Since its January highs, the cryptocurrency market has fallen
as much as 66%.

And bitcoin fell 70% from peak to trough.

Since rallying off the lows, we’ve seen yet another downturn.

Naturally, new investors in this space are scared.

But it’s important to understand that volatility and the cryptocurrency
market go hand-in-hand.

We can use bitcoin to demonstrate.

In 2017 alone, bitcoin saw five corrections of 30% or more.

We saw “crashes” of 34%, 33%, 39%, 40%, and 30%.

Let that sink in for a moment.

That’s just over one year.

For reference, the U.S. stock market hasn’t had a crash of 30% or more
in nearly a decade.

Stepping back and looking at the entire history of bitcoin, we can see that large corrections—
like the one we’re seeing now—are the norm.

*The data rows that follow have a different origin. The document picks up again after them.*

PR #343, opened 2026-03-16
feat: add TestingServer rust module

gdorsi:
This PR adds a ServerBuilder and TestingServer modules to make it eaiser to spin up a server programmatically and run a TestingServer with "fake stuff" around to make it work.

Thinking about adopting the builder pattern for TestingServer as well, to make it easier to reproduce broken scenarios like unrechable JwksServer.


antoniomuso (approved):
LGTM!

In 2011, bitcoin dropped 93%.
In 2013, it dropped 70%.
And over 2014 and 2015, it dropped 86%.
So while the current 70% drop is scary, it’s normal when viewed in context.

Bu if you look past the daily price movements to the big picture.

And what you will see is another great year shaping up for cryptocurrencies.

One of the big themes emerging is what we call the “New Wall Street Narrative.”

Wall Street has a history of using “narratives”
to drive investment decisions.

The internet “new era” and the “housing plateau of prosperity”
are two good examples of these narratives.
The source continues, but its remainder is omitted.